Officials Obscuring Facts on the Bandon Marsh Mosquito Infestation
The saga of The Bandon Marsh National Wildlife Refuge & Mosquito Preserve is continuing to unfold as the people of the Coquille Valley are learning to live with what the US Fish & Wildlife Service is calling an “acceptable” amount of mosquitoes.
Of course, there are differences of opinion on the term “acceptable.”
The officials at Bullards Beach State Park, which is next to the Bandon Marsh, released this advisory in July of 2014, “US Fish and Wildlife Service has been applying larvacide to the Bandon Marsh since early May. The larvacide has reduced the saltwater mosquito population significantly. Due to the dry conditions this year the drainage ditches at Bullards Beach have been dry for at least a month. As a result we have seen very few of our “normal” mosquitoes, but a few are present. Coos County Health Department has traps set up at the park to monitor the mosquito population.”
What is “normal” and who decides those standards based on what evidence?
It is true there are fewer mosquitoes than there was during last year’s infestation. Nonetheless, some properties surrounding the marsh are still suffering “swarm levels” of significant proportions that did not exist until The Service pulled the tide gates on the Ni-les-tuna section of the marsh and flooded the valley. Thankfully, the temporary suspension of the second phase of the planned expansion stopped the formation of 4500-acres worth of breeding ponds.
Beginning in the spring of 2014, certain parts of the city of Bandon has, and continues to experience, a small influx of mosquitoes, which is more than there were before the first phase of the expansion was completed. The decrease from the previous year is due to the direct treatment of the infested area on the marsh, so the problem is somewhat managed, but it has by no means been eliminated. According to the experts, the application of larvacides and pesticides could continue for the next 6 years, or indefinitely, depending on nature’s ability to produce enough natural predators to kill off the mosquitoes.

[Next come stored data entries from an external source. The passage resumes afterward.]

PR #22, opened 2026-03-11
feat: add --mode=minimal transformation mode

dean0x:
## Summary

Adds `--mode=minimal` — a new light-touch transformation mode that fills the gap between `full` (no transformation) and `structure` (bodies stripped). Closes the first deliverable of #18.

- **Strips** non-doc comments (`//`, `#`, `/* */`) at module/class level
- **Preserves** doc comments (`/** */`, `///`, `//!`, Python docstrings, Go adjacency docs, Javadoc)
- **Preserves** all function bodies and comments inside them
- **Preserves** shebangs (`#!/usr/bin/env python3`)
- **Normalizes** excessive blank lines (3+ consecutive → 2)
- **Passthrough** for JSON, YAML, and Markdown (no comments to strip)
- **Expected savings**: 15-30% token reduction on typical source files

### Implementation

Three-pass algorithm in `crates/rskim-core/src/transform/minimal.rs`:
1. Walk tree-sitter AST collecting byte ranges of non-doc comment nodes to remove
2. Remove ranges from source, trim trailing whitespace on affected lines
3. Normalize blank lines (3+ consecutive → 2)

New shared utilities in `crates/rskim-core/src/transform/utils.rs`:
- `get_comment_prefix()` / `get_comment_suffix()` — language-aware comment markers
- `is_inside_function_body()` — AST ancestor walk for body detection

### Files changed (16 files, +1531/-4)

**New modules:** `minimal.rs` (414 lines), `utils.rs` (99 lines)
**New fixtures:** 6 comment-rich test fixtures (TS, JS, Python, Rust, Go, Java)
**Modified:** types.rs, mod.rs, lib.rs, main.rs, integration.rs, cli.rs, benchmarks

### Test results

- 138/138 core tests pass (41 unit + 87 integration + 10 doc)
- 23/23 CLI tests pass
- 39 new tests added (30 integration + 4 CLI + 5 unit)
- Clippy clean, rustfmt clean, Snyk scan clean

## Test plan

- [x] All 151+ existing tests still pass (no regressions)
- [x] TypeScript: regular comments stripped, JSDoc preserved, body comments preserved
- [x] Python: `#` comments stripped, docstrings preserved, shebang preserved
- [x] Rust: `//` stripped, `///`/`//!` preserved, body comments preserved
- [x] Go: standalone comments stripped, adjacency doc comments preserved
- [x] Java: regular stripped, Javadoc preserved, body comments preserved
- [x] JSON/YAML/Markdown passthrough (output == input)
[...]

Issue #21, opened 2026-03-08
Phase D: Platform & Ecosystem — Plugins, Context Budgeting & Import Graph Analysis


dean0x:
# Phase D: Platform & Ecosystem

**Parent:** #17 (Project Horizon)
**Priority:** Future — blue ocean opportunities
**Depends on:** Phases A-C establishing the foundation

## Context

Once skim owns code reading (Phase A), command output (Phase B), and analytics (Phase C), the next frontier is **intelligent context optimization** — features that no tool in the ecosystem currently offers.

Note: Token budget mode (`--tokens N`) for single files was pulled forward into Phase A (#18) due to its high impact. Phase D covers the **multi-file and cross-file** extensions of that concept.

### 1. Cross-File Context Budgeting
- [ ] `skim budget 8000 src/**/*.ts` — fit maximum information from multiple files into N tokens
- [ ] Intelligent file prioritization: which files are most relevant?
- [ ] Cross-file deduplication: don't repeat shared patterns
- [ ] Output: concatenated view with file headers, optimized for the budget
- [ ] Builds on single-file `--tokens N` from Phase A

### 2. Import Graph Analysis
- [ ] `skim deps file.rs` — show what this file imports and what imports it
- [ ] `skim context file.rs` — serve the file + all direct dependencies' signatures
- [ ] tree-sitter powered: parse import/use/require statements across all supported languages
- [ ] Use case: "I'm working on file.rs — give me the context I need, nothing more"

### 3. Diff-Aware Context (supersedes #9)
- [ ] `skim diff` — show only changed regions + surrounding structural context
- [ ] Parse git diff, locate changed lines, find containing function/class via tree-sitter
- [ ] Output: changed functions in full, unchanged functions as signatures-only
- [ ] Use case: "Show me what changed, with enough context to understand it"

### 4. Plugin System
- [ ] Define a `Filter` trait for community-contributed command output filters
- [ ] Plugin discovery: `~/.config/skim/plugins/` or cargo feature flags
- [ ] Standard interface: `fn filter(raw_output: &str, command: &str) -> FilterResult`
- [ ] Built-in filters for Phase B commands; community can add more

### 5. Semantic Deduplication
- [ ] Detect structurally similar code blocks across files
- [ ] Collapse duplicates: show first occurrence in full, subsequent as "similar to file.rs:42"
- [ ] tree-sitter powered: compare AST node structures, not text

## Acceptance Criteria

[...]

Issue #13, opened 2026-02-01
Tech Debt Backlog


dean0x:
# Tech Debt Backlog

Tracking pre-existing improvements and test coverage gaps deferred from code reviews.

### 1. Refactor getBinaryPath() into smaller functions
- **Location**: npm/rskim/bin/skim:114-209
- **Category**: Code quality
- **Priority**: Medium
- **Description**: Current function is too long and handles multiple concerns. Should be split into focused functions for clarity and maintainability.
- **Status**: Cosmetic improvement, working code
- **Added**: 2026-02-01 from feat-improved-linux-distribution review

### 2. Add unit tests for isMusl() function
- **Location**: npm/rskim/bin/skim
- **Category**: Test coverage
- **Priority**: Medium
- **Description**: Add comprehensive unit tests for musl detection strategies to ensure cross-platform binary selection works correctly.
- **Status**: Test coverage gap
- **Added**: 2026-02-01 from feat-improved-linux-distribution review

### 3. Add tests for findPlatformBinary() search paths
- **Location**: npm/rskim/bin/skim
- **Category**: Test coverage
- **Priority**: Medium
- **Description**: Add tests for binary lookup paths to verify correct fallback behavior across platforms.
- **Status**: Test coverage gap
- **Added**: 2026-02-01 from feat-improved-linux-distribution review

### 4. Add tests for postinstall download/extract logic
- **Location**: npm/rskim/scripts/postinstall.js
- **Category**: Test coverage
- **Priority**: Medium
- **Description**: Add test coverage for network operations, download verification, and extraction logic to catch edge cases.
- **Status**: Test coverage gap
- **Added**: 2026-02-01 from feat-improved-linux-distribution review

---

## Guidelines

- Items are ordered by review date
- Pull requests should reference this issue when addressing items
- Close item sections when work is complete with link to PR
- Archive older items (>6 months) if not addressed

---

_Tech debt backlog created by Claude Code on 2026-02-01_

PR #360, opened 2026-06-24
fix(#359): record file-op analytics independent of cache state; unify SKIM_CACHE_DIR

### LINKED ISSUE #359: analytics & cache-dir: plain `skim <file>` drops token-savings on cold cache; `SKIM_CACHE_DIR` ignored by parser cache + analytics default (fix together)
**Two related, pre-existing bugs in skim's cache/analytics layer, to be fixed together.**
They're bundled because Problem B's fix (`SKIM_CACHE_DIR` honored everywhere) is what lets
Problem A's tests isolate the parser cache cleanly. Neither blocks PR #350.

---

# Problem A — plain `skim <file>` silently drops token-savings analytics

A plain `skim <file>` invocation (no `--show-stats`) records a token-savings row **only if the
parser cache already holds token counts** for that file+mode — which only happens after a prior
`--show-stats` run on the same file. On a cold cache, a plain-warmed entry, or with `--no-cache`,
the file-operation path records **nothing**. Token savings for the most common invocation —
agents calling `skim <file>` via the hook *without* `--show-stats` — are silently dropped.

## Root cause (A)

- `process.rs` computes token counts on the main thread **only** when `--show-stats` is set
  (`(None, None)` otherwise) — intentional perf optimization (don't pay the tiktoken BPE cost on
  every invocation).
- `record_file_analytics` (main.rs) records **only when** `result.original_tokens` /
  `transformed_tokens` are `Some`. Without `--show-stats` they are `None` → nothing recorded.
- The only way a plain run gets `Some` counts is a cache **hit** on an entry written by a prior
  `--show-stats` run (`try_cached_result`; `needs_recount` recomputes only under `--show-stats`).
- Unlike subcommands (git/build/grep/…), the file-op path has **no background-tokenization
  fallback** (`try_record_command` / `record_fire_and_forget` are `cmd/`-only). So file-op
  analytics is accidentally gated on cache-carried counts. This contradicts the code's own
  comments (process.rs:444-445, 173-176) which say analytics computes counts on a background
  thread independent of `--show-stats`.

## Reproduction (deterministic; cold cache via HOME isolation)

| Scenario | Rows recorded |
|---|---|
| `skim file.ts` — cold cache (miss) | **0** |
| `skim file.ts` ×2 — miss then hit on plain-written entry | 0, 0 |
| `skim file.ts --show-stats` then `skim file.ts` (hit w/ counts) | 1, **1** |
| `skim file.ts --no-cache` | **0** |
| `skim file.ts --show-stats` | 1 |

## Confirmed scope (A)

- **Single file `skim <file>`** — affected.
- **stdin `skim -`** — affected (`record_file_analytics` at main.rs:856).
- **multi-file / glob / directory** — **CONFIRMED affected**: `multi.rs` sums each file's
  `process_result.original_tokens` (multi.rs:237-243), `None` without `--show-stats`, then gates
  recording on `total_original_tokens > 0` (multi.rs:283) → cold-cache multi runs record nothing.

## Why the removed test flaked (corrected attribution)

`test_show_stats_off_records_exactly_one_row` asserted 1 row for a plain run. Tests share the
default `~/.cache/skim`, so on macOS a sibling `--show-stats` run on the same `simple.ts` warmed
the cache with counts → plain recorded 1 → pass; cold Linux CI → 0 → fail (`left 0, right 1`).
This was **not** a writer race: `record_with_counts` registers its thread in `PENDING_THREADS`
and `flush_pending()` (main.rs:760, after the pipeline at main.rs:745) joins it before exit, so
post-exit reads are deterministic *given* cache state. The `8325d45` commit message and PF-001
attributing the flake to fire-and-forget timing are incorrect.

## Where the raw source text is available (the design crux for A)

Recording needs the raw token count → needs the raw source text. Availability differs by path:

| Path | Raw text available at record time? |
|---|---|
| file, cache miss | yes — `contents` read in `process_file` |
| file, cache **hit** | **no** — the cache deliberately skips the file read |
| stdin | in `process_stdin`'s local `buffer`, not currently returned |
| multi-file | per-file `contents` inside the rayon map, not retained |

The cache-hit case is the crux: re-read the file on the background thread, or persist counts
into the cache.

## Proposed fix (A)

Record file-op analytics independent of cache state via **background tokenization** (matching the
subcommand `record_fire_and_forget` path), off the main thread to preserve the "no BPE cost
without `--show-stats`" optimization:
- `record_file_analytics`: when counts are `None` and analytics enabled, spawn a **registered**
  background thread that tokenizes raw + compressed and records (`command_type=File`, mode, language).
- Supply raw: miss → `contents` in hand; **hit → re-read the file** (recommended; simplest), or
  backfill counts into the cache; stdin → retain the buffer; multi → retain per-file raw (mind
  memory on big globs) or record per file.

---

# Problem B — `SKIM_CACHE_DIR` is honored inconsistently (ignored by the parser cache + default analytics DB)

`SKIM_CACHE_DIR` is documented (CLAUDE.md) as overriding the cache dir, and it **does** work for
some subsystems — but it is **silently ignored by the parser cache, tee output, and the default
`analytics.db` path**. Two cache-dir resolvers drifted apart:

| Resolver | Reads `SKIM_CACHE_DIR`? | Used by |
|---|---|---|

The government officials assigned with solving this dilemma have chosen to treat the symptoms, instead of curing the disease. Dredging new channels combined with the expense of continuous vector abatement will eventually cost several millions in public funding. Outside the marsh, the private sector is suffering infestations from previous fly offs and there is some concern among the professionals on whether there will ever be enough mosquito predators in the higher elevations of the valley to control the insect populations, which will permanently devalue the quality of life for those residents..

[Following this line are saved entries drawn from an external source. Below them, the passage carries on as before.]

PR #367, opened 2026-06-26
fix: markdown heading order, nextest rewrite, pseudo visibility, ls double-header

dean0x:
## Summary

Four independent bug fixes across `rskim-core` and `rskim`, each with TDD (failing test → implementation → passing):

- **Markdown headings emitted in reverse order** — LIFO visit stack returned siblings in reverse source order; fix sorts by `source_start_line` before output
- **`cargo nextest run` dropped the `run` token** — rewrite rule stripped `run`; fragile `is_nextest` sniff replaced with explicit parameter; nextest exit code corrected to `100`
- **Pseudo mode stripped visibility/export modifiers** — `pub`, `export`, `public`, `private`, etc. are API surface, not noise; removed from all per-language strip lists
- **`ls -la` double-counted `.`/`..` and emitted two headers** — dotdirs now skipped before counting; single footer replaces the prepended summary entry

### FIX 1 — Markdown heading order (`rskim-core`)
- `crates/rskim-core/src/transform/structure.rs`: added `headers.sort_by_key(|h| h.2)` before the texts/spans/line-map pipeline
- Tests: updated `test_markdown_line_map_consecutive_headers` (LIFO→doc-order); added `test_markdown_headers_document_order` (unit) and `test_markdown_headings_in_document_order` (E2E)

### FIX 2 — `cargo nextest run` rewrite (`rskim`)
- `cmd/rewrite/rules.rs`: `rewrite_to` now includes `"run"` so `cargo nextest run` → `skim cargo nextest run`
- `cmd/rewrite/engine.rs`: updated `test_cargo_nextest_run` assertion
- `cmd/test/mod.rs`: explicit `is_nextest = runner_args.first() == Some("nextest")` (A2 contract)
- `cmd/test/cargo.rs`: extracted `build_cargo_args(args, is_nextest)` helper; nextest exit code `100`, libtest `101`
- Tests: added 2 E2E rewrite tests, 4 `build_cargo_args` unit tests

### FIX 3 — Pseudo mode preserves visibility (`rskim-core`)
- `cmd/transform/pseudo.rs`: removed visibility keywords/node-kinds from all per-language `PseudoRules` strip lists (TS/JS `export`; Rust `visibility_modifier`; Java/C#/Ruby/Kotlin/Swift access modifiers); C++ `access_specifier` special case changed from removal to pass-through
- Tests: all "strips visibility" assertions inverted → "preserves visibility"; added verification tests for non-visibility modifiers still stripped (`static`/`final`/`open`/etc.) across csharp/kotlin/swift/ruby transform test files; integration.rs updated for C++/Java/TypeScript/Rust/auto-detection pseudo tests (A4 contract)

### FIX 5 — `ls -la` dotdir count + double header (`rskim`)
- `cmd/file/ls.rs`: skip `.` and `..` before counting (trims `-F`/`-p` trailing `/`); remove prepended `summary_entry`; footer folded to `"D dirs, F files"` or `"… — D dirs, F files"` when elided; empty-dir → Full result with 0 entries (not None)
- Tests: updated `test_tier1_ls_la` (count assertion); added 4 regression tests

## Breaking Changes

None. `FileResult` public type and `Display` contract unchanged. Exit codes (`0`/`1`/`2`/`3`) unchanged. `--mode` values unchanged.

## Reviewer Focus Areas

- **FIX 3 completeness**: All 8 affected languages updated? Check `pseudo.rs` `get_pseudo_rules` for any language that still has visibility tokens in `strip_keywords` / `strip_kinds`.
- **FIX 5 empty-dir path**: `has_long_lines` guard correctly distinguishes "no permission lines at all" (→ `None`, fall to Tier-2) from "permission lines but all were dotdirs" (→ `Full` with 0 entries). Verify `test_tier1_ls_la_empty_dir`.
- **FIX 2 exit codes**: nextest exits `100` on failure, libtest exits `101`. The old code used `101` for nextest. Confirm `expected_exit_codes` branch in `cargo.rs`.
- **ADR-001 compatibility**: FIX 5 footer path preserves the `elision_marker` call — net-savings guard is not bypassed.

### DIFF
--- a/crates/rskim/src/cmd/file/ls.rs
+++ b/crates/rskim/src/cmd/file/ls.rs
@@ -120,6 +120,18 @@ fn parse_ls(output: &CommandOutput) -> ParseResult<FileResult> {
 }
 
 /// Tier 1: long-form `ls -la` output — detect permissions, count dirs vs files.
+///
+/// Skips `.` and `..` dotdir entries so they are excluded from counts and from
+/// the display list.  `-F`/`-p` append a trailing `/` to directory names; names
+/// are trimmed before the dot-dir comparison.
+///
+/// Dir/file counts are folded into the FOOTER rather than a prepended summary
+/// entry, eliminating the duplicate `ls N` + `LS: N entries` double-header that
+/// appeared on large directories (A3 contract: FileResult public shape unchanged).
+///
+/// Empty dirs (only `total`/`.`/`..` lines): returns a Full result with 0 entries
+/// rather than None, preventing Tier-2 from mis-tokenising the `total`/`.`/`..`
+/// lines as plain filenames.
 fn try_parse_ls_long(stdout: &str) -> Option<FileResult> {
     let mut dirs = 0usize;
     let mut files = 0usize;
@@ -130,6 +142,18 @@ fn try_parse_ls_long(stdout: &str) -> Option<FileResult> {
         if !RE_LS_LONG.is_match(line) {
             continue;
         }
+
+        // Skip `.` and `..` dotdir entries.  The name is the last whitespace-separated
+        // token; trim a trailing `/` first (added by `-F`/`-p` flags).
+        match line
+            .split_whitespace()
+            .last()
+            .map(|s| s.trim_end_matches('/'))
+        {
+            Some(".") | Some("..") => continue,
+            _ => {}
+        }
+
         line_count += 1;
         if line.starts_with('d') {
             dirs += 1;
@@ -141,23 +165,35 @@ fn try_parse_ls_long(stdout: &str) -> Option<FileResult> {
         }
     }
 
-    if line_count == 0 {
+    // Empty dir after skipping dotdirs: return a well-formed Full result (0 entries,
+    // "0 dirs, 0 files" footer) instead of None.  Returning None would fall through
+    // to Tier-2 which mis-tokenises `total`/`.`/`..` lines.
+    // Note: we can only reach here if at least one line matched RE_LS_LONG (including
+    // the dotdir lines we skipped), so we need to check whether the original output
+    // had any matching lines at all before declaring it empty.
+    let has_long_lines = stdout
+        .lines()
+        .take(MAX_INPUT_LINES)
+        .any(|l| RE_LS_LONG.is_match(l));
+    if !has_long_lines {
         return None;
     }
 
     let shown_count = entries.len();
-    let footer = crate::output::elision_marker(shown_count, line_count, "entries");
 
-    let summary_entry = format!("LS: {line_count} entries ({dirs} dirs, {files} files)");
-    // Prepend summary as first entry
-    let mut all_entries = vec![summary_entry];
-    all_entries.extend(entries);
+    // Build footer: fold the dir/file breakdown into the elision marker (if any),
+    // or emit just "D dirs, F files" when everything fits.
+    let breakdown = format!("{dirs} dirs, {files} files");
+    let footer = match crate::output::elision_marker(shown_count, line_count, "entries") {
+        Some(elision) => Some(format!("{elision} — {breakdown}")),
+        None => Some(breakdown),
+    };
 
     Some(FileResult::new(
         "ls".to_string(),
         line_count,
         shown_count,
-        all_entries,
+        entries,
         footer,
     ))
 }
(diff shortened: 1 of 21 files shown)


crates/rskim/src/cmd/test/cargo.rs
```diff
@@ -44,22 +44,64 @@ static RE_CARGO_SUMMARY: LazyLock<Regex> = LazyLock::new(|| {
...
+/// flag is threaded explicitly from the dispatcher — never sniffed from args.
+pub(crate) fn build_cargo_args(args: &[String], is_nextest: bool) -> Vec<String> {
+    let mut cmd = if is_nextest {
+        Vec::new()
+    } else {
+        vec!["test".to_string()]
+    };
+    cmd.extend(args.iter().cloned());
+    cmd
+}
```
dean0x, line 66: ## 🚨 BLOCKING: `cargo test nextest` misrouted to `cargo nextest` (FIX 2 F2c regression)

The new `is_nextest` detection in `test::run` (`mod.rs:66`) is positional:
```
runner_args.first() == Some("nextest")
```

This catches `cargo nextest run` correctly, but silently misroutes **`cargo test nextest`** (a bare filter name, legitimate for running tests named "nextest"):

**Trace:**
- `cargo test nextest` → `dispatch_cargo` → `prepend_without("cargo", args, 0)` strips `"test"` → `test::run(["cargo","nextest"])`
- `runner_args.first() == Some("nextest")` → `is_nextest=true`
- `build_cargo_args(["nextest"], true)` returns `["nextest"]` (no `"test"` prefix)
- **Wrong:** spawns `cargo nextest` instead of `cargo test nextest`

**Impact:** violates #317 ("never emit a command that changes semantics"). The trigger is narrow but real in *this* repo (has nextest-named tests like `test_tier1_nextest_pass`). The F2c guard at line 1234 doesn't catch this—it only tests `--test nextest` (a flag form where first arg is `--test`, not `nextest`).

**Fix:** Thread `is_nextest` from `dispatch.rs:381` (the "nextest" arm that already knows it) instead of re-deriving it in `test::run`. Either:
1. Add `is_nextest: bool` parameter to `test::run`; dispatch arm at :381 passes `true`, `:378` passes `false`
2. Use an enum (`CargoRunner::{Test, Nextest}`) instead of `bool` for type safety

**Also add:** a regression test for `cargo test nextest` (positional filter) that drives **production dispatch** (not an inline logic copy), asserting the built argv contains `["test","nextest"]`.

---
_Review: rust.md (90%); corroborated by architecture/security/regression._

crates/rskim/src/cmd/file/ls.rs
```diff
@@ -120,16 +120,45 @@ fn parse_ls(output: &CommandOutput) -> ParseResult<FileResult> {
...
+        // Skip `.` and `..` dotdir entries.  The name is the last whitespace-separated
+        // token; trim a trailing `/` first (added by `-F`/`-p` flags).
+        if matches!(
+            line.split_whitespace()
+                .last()
+                .map(|s| s.trim_end_matches('/')),
+            Some(".") | Some("..")
+        ) {
+            continue;
+        }
```
dean0x, line 164: **FIX 5: Symlink and space-named entries silently mis-skipped by dotdir detection**

`ls -la` symlinks render as `name -> target`. For a symlink like `lrwxr-xr-x ... mylink -> ..`, the code does:
```rust
line.split_whitespace().last() // Returns "..", the TARGET, not the link name
```

**Impact:** A symlink pointing to `.` or `..` is silently dropped from counts and display — violates the project reliability rule "fail loud, never silently."

Example: a directory with only a symlink `link -> ..` incorrectly renders as an empty directory.

**Fix:** Strip the symlink target first (`split on " -> "` then take first part), then extract the name:
```rust
let name_field = line.split(" -> ").next().unwrap_or(line);
let name = name_field.split_whitespace().last().map(|s| s.trim_end_matches('/'));
if matches!(name, Some(".") | Some("..")) { continue; }
```

Also add a test fixture covering `lrwxr-xr-x ... link -> ..` to prevent regression.

---
_Review: reliability.md (82% MEDIUM confidence); corroborated by rust/regression/security_

crates/rskim/src/cmd/file/ls.rs
```diff
@@ -141,23 +170,27 @@ fn try_parse_ls_long(stdout: &str) -> Option<FileResult> {
...
     let shown_count = entries.len();
-    let footer = crate::output::elision_marker(shown_count, line_count, "entries");
 
-    let summary_entry = format!("LS: {line_count} entries ({dirs} dirs, {files} files)");
-    // Prepend summary as first entry
-    let mut all_entries = vec![summary_entry];
-    all_entries.extend(entries);
+    // Build footer: fold the dir/file breakdown into the elision marker (if any),
+    // or emit just "D dirs, F files" when everything fits.
+    let breakdown = format!("{dirs} dirs, {files} files");
```
dean0x, line 187: **FIX 5: Inconsistent footer wording — "dirs" vs "directories" in the same file**

This line (FIX 5's new footer) uses:
```rust
let breakdown = format!("{dirs} dirs, {files} files");
```

But the sibling tree footer at line 307 uses:
```rust
summary = Some(format!("{dirs} directories, {files} files"));
```

The project explicitly values output-string uniformity (see `output/mod.rs:400-410` canonical-unit table). Two footer builders in one file should use the same term.

**Fix:** Choose one term across both footers. Recommend `"directories"` for consistency with standard `ls` output, or update line 307 to match.

---
_Review: consistency.md (80% MEDIUM confidence)_

dean0x:
## PR Review Summary

**Branch:** fix/skim-issue-batch → main | **PR:** #367  
**Reviewed:** 6 reports (4021+ tests across rust/architecture/documentation/consistency/reliability/regression/testing)

---

### Inline Comments (≥80% confidence)

Created **6 blocking/should-fix comments** on the following findings:

1. **BLOCKING:** `cargo test nextest` misrouted to `cargo nextest` (FIX 2, F2c regression)
2. **FIX 1:** Stale inline comment about line_map order
3. **FIX 5:** Symlink/space-named entries silently mis-skipped  
4. **FIX 3:** Vestigial `visibility_modifier` dead code in `is_inline_modifier_kind`
5. **FIX 5:** Footer string inconsistency ("dirs" vs "directories")
6. **⚠️ Not in diff:** FIX 3 leaves `README.md:243`, `main.rs:367` (help text), and `docs/modes.md` claiming pseudo still strips visibility — this contradicts the code and should be updated per `documentation.md` (96% CRITICAL)

---

### Medium-Confidence Findings (60–79%, for follow-up)

1. **FIX 2 passing-nextest-run drops stderr summary** (~75%, regression.md): On success (exit 0), nextest writes its entire report to stderr, but `forward_stderr: false` drops it → near-empty output. Brushes #317 on the success path. Related to newly-created PF-003; candidate follow-up.

2. **FIX 1 setext/mixed-style markdown order untested** (~75%, testing.md): The sort specifically reasons about setext stability, but all 5 order tests use ATX only. Add position assertions to `test_markdown_mixed_header_styles` (already has the fixture).

3. **CHANGELOG leaks internal "A2/A4 contract" labels** (~72%, consistency.md): user-facing release notes cite unresolvable internal design-doc IDs alongside resolvable refs like `#317`/`#359`. Consider rephrasing for reference-style consistency.

4. **`is_nextest: bool` boolean-blindness** (~62%, rust.md/architecture.md): Call sites like `build_cargo_args(args, true)` are opaque. Consider enum `CargoRunner::{Test, Nextest}` for type safety.

5. **Kotlin/Ruby thin visibility coverage** (~65–70%, testing.md): Kotlin test asserts only `private`; Ruby test doesn't assert `protected`/`public`. Add fixture coverage.

---

### Assessment

This is a **tight, well-tested batch** (TDD discipline visible; 4021+ tests; behavior-focused assertions; no implementation coupling):
- **FIX 1 (markdown order):** Clean sort, full migration of tests, E2E coverage. Safe.
- **FIX 2 (nextest):** Routing is correct; exit codes match design; **one verified #317 regression on the positional-filter path**. Mitigation: thread `is_nextest` from dispatch site.
- **FIX 3 (pseudo visibility):** Surgical removal from all 8 languages; non-visibility modifiers still stripped; Kotlin-`open` vs Swift-`open` distinction correct. Safe (in-code docs accurate); **external docs need sync**.
- **FIX 5 (ls dotdir):** Integer math safe; ADR-001 preserved; **one symlink→`.`/`..` false-skip edge**.

---

### Recommendation

**CHANGES_REQUESTED** — pending:

**Blocking (must fix before merge):**
- [ ] FIX 2 F2c: thread `is_nextest` from dispatch rather than re-derive; add production-dispatch regression test

**Should-fix (blocks ship):**
- [ ] FIX 3: update `docs/modes.md`, `README.md:243`, and help text to reflect visibility preservation
- [ ] FIX 1: update stale line_map comment (line 978)
- [ ] FIX 5: fix symlink target extraction before dotdir skip; add fixture

**Nice-to-have (separate PR OK):**
- [ ] FIX 1: add setext-order test coverage
- [ ] FIX 2: verify passing-nextest output (forward stderr or accept as-is)
- [ ] Vestigial `visibility_modifier` dead-code cleanup
- [ ] Footer wording consistency
- [ ] CHANGELOG internal-label rephrasing

---

**Inline comments include detailed fix suggestions and code snippets.**

---
_Review: 10 reviewers; highest confidence item (BLOCKING) is 90% (rust.md, corroborated); lowest (nice-to-have) is 62% (boolean-blindness). The narrow trigger (bare `cargo test nextest` filter) and loud failure (non-zero exit) are why it's HIGH rather than CRITICAL._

Alarmingly, there are different varieties of mosquitoes starting to appear in other parts of the valley and in the city of Bandon besides the summer salt marsh mosquito, the Aedes dorsalis. The Service is blaming standing water on private property for these new bugs, but the fact remains, these insects were not present until The Service flooded the marsh. No matter how they try to obscure the issue, the topic should be about solutions, not public housing for bats and mosquito magnets. How many different species there are is hard to determine since the officials have only five traps actively collecting mosquitoes in the infested part of the county. A PhD Biologist, who is also a member of the county mosquito committee, recommended at least fifty traps. Is there a reason the officials do not want this data collected?
Ten leading American biologists in the field of vector abatement were asked in a phone survey if the Service’s Integrated Marsh Management plan would be effective for this specific situation. Only six responded with “more than likely”, three said “maybe”, and one claimed that it would not be a good solution. The same ten biologists were asked if diking the marsh and draining the swamp would solve the problem, and without hesitation, all of them said, “yes”. All ten agreed that removing the standing water, is, and has always been, the most cost effective way to eliminate mosquitoes without having to use toxic chemicals on a perpetual basis and history has proven it. Why has there been no discussion on using this established alternative?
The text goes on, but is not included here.